-- WHAT NEEDS TO BE DONE --
Collect each line of the entries that holds the string "want".

+++ DATA FOR THIS TASK

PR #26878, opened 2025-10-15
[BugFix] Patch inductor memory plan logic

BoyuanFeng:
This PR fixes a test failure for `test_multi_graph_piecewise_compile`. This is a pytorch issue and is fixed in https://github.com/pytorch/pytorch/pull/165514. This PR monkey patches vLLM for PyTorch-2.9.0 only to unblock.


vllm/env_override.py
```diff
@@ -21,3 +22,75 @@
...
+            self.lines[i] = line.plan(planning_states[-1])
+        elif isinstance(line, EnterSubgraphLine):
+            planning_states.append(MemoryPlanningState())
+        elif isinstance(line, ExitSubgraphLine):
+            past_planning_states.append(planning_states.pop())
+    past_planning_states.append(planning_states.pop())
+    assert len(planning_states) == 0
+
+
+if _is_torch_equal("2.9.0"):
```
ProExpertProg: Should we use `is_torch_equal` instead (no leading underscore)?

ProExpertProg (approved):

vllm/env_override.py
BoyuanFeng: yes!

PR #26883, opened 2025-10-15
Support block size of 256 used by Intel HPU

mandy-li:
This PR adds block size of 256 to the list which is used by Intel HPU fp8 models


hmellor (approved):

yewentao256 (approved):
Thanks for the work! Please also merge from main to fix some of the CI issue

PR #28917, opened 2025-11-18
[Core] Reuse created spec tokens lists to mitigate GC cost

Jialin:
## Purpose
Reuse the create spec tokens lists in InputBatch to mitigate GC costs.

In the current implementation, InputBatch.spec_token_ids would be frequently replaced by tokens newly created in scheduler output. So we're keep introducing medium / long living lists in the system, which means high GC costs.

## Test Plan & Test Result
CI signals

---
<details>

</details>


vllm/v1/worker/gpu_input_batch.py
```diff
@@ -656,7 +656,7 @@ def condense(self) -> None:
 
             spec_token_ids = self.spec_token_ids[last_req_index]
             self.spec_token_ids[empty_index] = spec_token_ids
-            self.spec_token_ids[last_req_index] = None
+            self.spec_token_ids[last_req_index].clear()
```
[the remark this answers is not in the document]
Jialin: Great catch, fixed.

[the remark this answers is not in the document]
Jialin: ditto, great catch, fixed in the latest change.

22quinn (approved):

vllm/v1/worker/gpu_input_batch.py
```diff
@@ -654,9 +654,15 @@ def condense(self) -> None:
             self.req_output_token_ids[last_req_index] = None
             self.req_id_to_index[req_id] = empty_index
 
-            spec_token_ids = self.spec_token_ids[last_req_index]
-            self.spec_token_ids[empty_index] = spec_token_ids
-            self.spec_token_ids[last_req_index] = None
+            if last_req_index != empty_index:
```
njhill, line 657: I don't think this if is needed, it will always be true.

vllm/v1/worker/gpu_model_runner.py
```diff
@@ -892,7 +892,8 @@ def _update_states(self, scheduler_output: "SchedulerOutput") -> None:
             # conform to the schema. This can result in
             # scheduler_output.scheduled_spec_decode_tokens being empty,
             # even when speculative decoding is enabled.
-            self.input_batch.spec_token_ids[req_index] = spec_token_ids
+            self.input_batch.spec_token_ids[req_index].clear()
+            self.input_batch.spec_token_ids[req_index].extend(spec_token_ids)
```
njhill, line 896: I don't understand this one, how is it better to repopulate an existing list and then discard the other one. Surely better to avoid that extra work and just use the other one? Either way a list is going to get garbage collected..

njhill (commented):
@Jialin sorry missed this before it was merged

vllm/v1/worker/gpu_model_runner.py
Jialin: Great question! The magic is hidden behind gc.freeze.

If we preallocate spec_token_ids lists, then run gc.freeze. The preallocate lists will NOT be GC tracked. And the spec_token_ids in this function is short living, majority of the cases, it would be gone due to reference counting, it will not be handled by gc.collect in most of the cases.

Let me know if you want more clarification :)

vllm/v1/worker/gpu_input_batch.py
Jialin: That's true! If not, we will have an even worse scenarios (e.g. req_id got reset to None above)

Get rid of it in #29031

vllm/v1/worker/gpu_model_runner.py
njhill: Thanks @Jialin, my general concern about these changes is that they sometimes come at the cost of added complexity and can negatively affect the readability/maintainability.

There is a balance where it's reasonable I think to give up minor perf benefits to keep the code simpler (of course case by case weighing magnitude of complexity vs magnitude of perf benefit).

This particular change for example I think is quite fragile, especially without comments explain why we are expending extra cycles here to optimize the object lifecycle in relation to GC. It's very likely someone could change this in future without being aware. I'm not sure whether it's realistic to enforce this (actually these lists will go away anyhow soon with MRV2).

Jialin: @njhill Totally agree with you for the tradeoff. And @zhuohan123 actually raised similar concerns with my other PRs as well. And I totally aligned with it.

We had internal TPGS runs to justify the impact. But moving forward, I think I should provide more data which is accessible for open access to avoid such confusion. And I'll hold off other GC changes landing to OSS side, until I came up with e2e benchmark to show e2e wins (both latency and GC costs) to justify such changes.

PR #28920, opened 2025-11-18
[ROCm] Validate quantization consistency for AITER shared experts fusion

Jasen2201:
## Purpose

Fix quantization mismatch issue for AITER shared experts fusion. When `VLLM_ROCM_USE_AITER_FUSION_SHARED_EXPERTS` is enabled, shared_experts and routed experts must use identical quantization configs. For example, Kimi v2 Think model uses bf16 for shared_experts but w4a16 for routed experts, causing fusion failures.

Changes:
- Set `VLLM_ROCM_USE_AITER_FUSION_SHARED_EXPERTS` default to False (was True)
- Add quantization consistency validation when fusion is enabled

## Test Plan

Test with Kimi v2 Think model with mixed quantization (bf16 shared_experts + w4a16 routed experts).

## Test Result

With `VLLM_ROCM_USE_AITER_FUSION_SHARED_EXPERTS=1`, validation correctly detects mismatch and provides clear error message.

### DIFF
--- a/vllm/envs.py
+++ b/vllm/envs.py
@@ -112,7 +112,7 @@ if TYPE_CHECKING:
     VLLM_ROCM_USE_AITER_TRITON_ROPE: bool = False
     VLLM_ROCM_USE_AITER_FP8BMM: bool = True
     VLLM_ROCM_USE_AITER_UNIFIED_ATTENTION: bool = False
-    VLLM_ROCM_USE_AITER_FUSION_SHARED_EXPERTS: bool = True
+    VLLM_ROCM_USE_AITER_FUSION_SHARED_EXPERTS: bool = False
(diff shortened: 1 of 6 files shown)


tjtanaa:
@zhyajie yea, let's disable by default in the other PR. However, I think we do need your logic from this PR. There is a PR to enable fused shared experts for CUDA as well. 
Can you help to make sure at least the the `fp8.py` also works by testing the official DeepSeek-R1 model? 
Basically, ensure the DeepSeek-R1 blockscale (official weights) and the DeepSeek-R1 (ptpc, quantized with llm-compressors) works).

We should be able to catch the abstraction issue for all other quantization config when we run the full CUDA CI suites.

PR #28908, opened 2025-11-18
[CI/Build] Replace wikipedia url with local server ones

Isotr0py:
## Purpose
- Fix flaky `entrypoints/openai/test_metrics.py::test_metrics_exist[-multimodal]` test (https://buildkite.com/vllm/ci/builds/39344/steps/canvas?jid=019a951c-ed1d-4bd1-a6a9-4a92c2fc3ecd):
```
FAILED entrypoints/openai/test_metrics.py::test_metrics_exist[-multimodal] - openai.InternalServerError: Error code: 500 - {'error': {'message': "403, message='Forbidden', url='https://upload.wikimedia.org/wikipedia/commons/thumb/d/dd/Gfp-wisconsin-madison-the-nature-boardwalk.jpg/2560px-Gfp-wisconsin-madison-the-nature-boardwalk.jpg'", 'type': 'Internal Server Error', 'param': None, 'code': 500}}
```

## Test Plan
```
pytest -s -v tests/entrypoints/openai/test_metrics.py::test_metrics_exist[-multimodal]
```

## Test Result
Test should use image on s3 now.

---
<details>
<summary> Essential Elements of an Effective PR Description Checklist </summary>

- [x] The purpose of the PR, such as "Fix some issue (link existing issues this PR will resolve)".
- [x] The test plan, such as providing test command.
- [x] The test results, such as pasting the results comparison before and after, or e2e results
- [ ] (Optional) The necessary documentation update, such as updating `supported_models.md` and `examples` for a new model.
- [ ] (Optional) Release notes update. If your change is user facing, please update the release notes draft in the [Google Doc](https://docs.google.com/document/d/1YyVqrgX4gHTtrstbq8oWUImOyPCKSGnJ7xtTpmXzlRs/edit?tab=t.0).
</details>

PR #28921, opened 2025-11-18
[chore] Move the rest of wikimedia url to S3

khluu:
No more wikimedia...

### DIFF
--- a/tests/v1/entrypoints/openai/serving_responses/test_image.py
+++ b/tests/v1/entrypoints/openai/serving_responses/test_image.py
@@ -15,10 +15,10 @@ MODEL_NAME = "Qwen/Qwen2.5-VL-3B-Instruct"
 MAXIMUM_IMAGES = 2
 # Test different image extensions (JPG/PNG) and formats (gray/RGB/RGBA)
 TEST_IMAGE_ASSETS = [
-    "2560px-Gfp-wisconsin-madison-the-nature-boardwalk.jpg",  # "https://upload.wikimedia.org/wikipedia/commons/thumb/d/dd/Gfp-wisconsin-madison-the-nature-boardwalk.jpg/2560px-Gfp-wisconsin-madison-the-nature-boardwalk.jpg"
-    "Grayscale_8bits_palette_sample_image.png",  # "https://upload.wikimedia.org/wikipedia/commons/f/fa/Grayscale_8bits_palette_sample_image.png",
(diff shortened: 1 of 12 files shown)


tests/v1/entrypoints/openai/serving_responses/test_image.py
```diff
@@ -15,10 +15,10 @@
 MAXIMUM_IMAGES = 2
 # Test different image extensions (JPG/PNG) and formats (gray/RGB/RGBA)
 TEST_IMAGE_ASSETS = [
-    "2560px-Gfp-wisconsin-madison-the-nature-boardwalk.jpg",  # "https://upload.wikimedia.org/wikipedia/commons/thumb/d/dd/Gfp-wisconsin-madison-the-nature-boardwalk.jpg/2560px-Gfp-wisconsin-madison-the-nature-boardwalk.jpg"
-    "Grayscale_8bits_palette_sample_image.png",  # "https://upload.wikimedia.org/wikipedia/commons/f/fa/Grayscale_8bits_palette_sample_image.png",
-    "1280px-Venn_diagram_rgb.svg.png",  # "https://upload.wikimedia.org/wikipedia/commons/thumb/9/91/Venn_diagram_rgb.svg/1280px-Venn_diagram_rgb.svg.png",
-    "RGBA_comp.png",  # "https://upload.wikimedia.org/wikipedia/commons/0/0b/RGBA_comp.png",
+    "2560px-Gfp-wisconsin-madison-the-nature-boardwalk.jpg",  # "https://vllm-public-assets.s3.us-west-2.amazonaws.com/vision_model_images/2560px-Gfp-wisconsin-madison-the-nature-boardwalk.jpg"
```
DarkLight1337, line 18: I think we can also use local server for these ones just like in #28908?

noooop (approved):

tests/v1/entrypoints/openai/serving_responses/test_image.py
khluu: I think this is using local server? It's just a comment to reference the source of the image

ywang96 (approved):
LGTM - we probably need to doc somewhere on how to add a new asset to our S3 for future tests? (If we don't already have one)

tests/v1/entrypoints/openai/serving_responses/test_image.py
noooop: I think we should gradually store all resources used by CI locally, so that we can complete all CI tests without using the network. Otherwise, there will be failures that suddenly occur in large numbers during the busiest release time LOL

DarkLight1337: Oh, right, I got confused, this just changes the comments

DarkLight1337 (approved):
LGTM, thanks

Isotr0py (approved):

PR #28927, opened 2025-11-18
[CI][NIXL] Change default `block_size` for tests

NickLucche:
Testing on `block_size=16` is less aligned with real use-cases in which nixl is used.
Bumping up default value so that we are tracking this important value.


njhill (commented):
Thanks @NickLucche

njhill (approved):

++++++
+++ DATA FOR THIS TASK

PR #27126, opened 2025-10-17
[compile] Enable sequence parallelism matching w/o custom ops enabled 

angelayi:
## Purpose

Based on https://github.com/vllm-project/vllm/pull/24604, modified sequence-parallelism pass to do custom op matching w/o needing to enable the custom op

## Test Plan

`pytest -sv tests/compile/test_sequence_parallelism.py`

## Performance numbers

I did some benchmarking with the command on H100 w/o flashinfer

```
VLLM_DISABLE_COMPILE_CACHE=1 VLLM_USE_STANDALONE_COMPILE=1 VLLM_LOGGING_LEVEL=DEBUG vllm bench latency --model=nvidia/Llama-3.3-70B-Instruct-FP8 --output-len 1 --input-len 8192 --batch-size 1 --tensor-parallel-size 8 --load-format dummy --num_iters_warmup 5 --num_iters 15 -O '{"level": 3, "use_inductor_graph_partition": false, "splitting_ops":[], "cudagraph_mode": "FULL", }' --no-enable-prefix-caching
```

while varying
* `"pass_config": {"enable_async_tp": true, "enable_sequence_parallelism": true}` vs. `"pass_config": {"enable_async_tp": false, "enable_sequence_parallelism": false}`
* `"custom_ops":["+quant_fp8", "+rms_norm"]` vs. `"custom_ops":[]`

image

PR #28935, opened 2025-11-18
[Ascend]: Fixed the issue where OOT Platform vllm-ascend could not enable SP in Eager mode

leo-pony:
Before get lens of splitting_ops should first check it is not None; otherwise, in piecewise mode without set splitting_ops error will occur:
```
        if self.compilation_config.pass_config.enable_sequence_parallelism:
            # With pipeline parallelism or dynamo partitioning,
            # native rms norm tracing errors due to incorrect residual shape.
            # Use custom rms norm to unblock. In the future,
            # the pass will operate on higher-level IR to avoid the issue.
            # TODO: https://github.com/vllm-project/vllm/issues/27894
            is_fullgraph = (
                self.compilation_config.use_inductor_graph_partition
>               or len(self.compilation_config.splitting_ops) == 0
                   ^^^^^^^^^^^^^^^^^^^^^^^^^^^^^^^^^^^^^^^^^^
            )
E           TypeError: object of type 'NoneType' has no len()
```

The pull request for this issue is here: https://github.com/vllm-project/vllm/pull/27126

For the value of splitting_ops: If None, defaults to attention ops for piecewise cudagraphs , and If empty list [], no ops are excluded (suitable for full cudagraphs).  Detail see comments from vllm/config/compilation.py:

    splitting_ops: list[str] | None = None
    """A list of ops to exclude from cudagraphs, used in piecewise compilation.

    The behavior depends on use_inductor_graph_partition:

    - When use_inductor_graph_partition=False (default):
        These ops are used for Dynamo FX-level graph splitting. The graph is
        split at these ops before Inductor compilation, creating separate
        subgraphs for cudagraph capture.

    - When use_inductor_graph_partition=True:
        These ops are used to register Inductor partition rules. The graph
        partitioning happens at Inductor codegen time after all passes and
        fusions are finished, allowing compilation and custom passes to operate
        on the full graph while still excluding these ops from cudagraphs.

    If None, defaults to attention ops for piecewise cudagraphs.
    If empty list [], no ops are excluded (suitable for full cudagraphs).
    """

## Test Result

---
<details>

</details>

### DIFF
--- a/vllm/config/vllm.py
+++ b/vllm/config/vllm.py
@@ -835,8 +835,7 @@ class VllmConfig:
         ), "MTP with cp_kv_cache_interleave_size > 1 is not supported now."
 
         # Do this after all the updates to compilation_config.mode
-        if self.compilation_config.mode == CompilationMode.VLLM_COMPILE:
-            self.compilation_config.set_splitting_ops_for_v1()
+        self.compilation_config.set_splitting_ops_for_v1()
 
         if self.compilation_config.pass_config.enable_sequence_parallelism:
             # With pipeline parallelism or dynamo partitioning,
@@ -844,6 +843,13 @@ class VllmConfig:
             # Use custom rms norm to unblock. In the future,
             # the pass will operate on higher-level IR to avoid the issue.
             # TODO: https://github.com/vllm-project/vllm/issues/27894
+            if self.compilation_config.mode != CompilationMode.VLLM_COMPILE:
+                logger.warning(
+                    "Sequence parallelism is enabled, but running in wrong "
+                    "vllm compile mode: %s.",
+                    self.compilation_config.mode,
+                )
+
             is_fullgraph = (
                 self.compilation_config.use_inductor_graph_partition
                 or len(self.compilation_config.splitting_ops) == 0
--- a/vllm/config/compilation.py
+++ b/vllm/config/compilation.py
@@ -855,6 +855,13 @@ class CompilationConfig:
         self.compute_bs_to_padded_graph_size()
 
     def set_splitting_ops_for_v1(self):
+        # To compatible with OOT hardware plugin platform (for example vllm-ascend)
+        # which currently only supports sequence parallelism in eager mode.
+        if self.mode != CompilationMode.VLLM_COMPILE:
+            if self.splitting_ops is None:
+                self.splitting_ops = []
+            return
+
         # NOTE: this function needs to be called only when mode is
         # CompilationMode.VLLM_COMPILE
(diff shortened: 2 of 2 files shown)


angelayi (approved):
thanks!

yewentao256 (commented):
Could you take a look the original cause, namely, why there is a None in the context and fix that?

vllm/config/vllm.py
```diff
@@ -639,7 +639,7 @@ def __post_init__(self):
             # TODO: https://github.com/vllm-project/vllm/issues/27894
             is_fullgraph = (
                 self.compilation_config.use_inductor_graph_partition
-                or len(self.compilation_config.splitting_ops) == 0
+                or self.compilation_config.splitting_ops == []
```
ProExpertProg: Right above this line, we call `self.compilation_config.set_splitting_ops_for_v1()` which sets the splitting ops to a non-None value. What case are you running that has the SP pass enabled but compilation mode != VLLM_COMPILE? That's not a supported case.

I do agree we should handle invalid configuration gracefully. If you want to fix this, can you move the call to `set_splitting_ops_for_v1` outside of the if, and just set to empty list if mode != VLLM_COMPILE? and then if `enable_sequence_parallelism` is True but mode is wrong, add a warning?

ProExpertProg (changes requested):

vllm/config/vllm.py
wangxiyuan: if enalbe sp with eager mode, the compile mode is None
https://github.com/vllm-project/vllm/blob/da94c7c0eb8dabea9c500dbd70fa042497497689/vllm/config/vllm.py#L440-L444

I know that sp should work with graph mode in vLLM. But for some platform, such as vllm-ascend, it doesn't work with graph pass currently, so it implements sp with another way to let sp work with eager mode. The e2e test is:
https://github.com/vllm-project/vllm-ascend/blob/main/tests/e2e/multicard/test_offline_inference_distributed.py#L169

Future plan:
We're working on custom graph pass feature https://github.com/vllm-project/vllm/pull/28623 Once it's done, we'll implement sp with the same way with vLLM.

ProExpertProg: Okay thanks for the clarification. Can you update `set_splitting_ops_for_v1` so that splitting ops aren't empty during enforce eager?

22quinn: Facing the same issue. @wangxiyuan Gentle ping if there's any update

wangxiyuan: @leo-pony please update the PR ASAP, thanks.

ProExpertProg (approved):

++++++
+++ DATA FOR THIS TASK

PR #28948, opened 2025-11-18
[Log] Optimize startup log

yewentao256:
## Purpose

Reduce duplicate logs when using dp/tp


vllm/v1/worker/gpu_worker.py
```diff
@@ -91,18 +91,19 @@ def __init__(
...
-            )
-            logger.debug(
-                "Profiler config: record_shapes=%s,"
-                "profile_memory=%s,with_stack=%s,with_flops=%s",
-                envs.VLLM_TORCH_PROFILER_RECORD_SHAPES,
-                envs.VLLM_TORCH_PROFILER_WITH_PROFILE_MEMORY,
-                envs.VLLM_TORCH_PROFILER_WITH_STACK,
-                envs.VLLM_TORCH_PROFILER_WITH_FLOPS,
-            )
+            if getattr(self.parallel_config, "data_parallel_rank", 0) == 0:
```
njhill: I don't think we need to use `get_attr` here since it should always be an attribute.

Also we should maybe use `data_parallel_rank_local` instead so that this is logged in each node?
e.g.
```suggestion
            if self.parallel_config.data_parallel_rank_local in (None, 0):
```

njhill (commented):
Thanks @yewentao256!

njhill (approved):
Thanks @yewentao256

++++++

-- TASK SOLUTION --
Let me know if you want more clarification :)
I do agree we should handle invalid configuration gracefully. If you want to fix this, can you move the call to `set_splitting_ops_for_v1` outside of the if, and just set to empty list if mode != VLLM_COMPILE? and then if `enable_sequence_parallelism` is True but mode is wrong, add a warning?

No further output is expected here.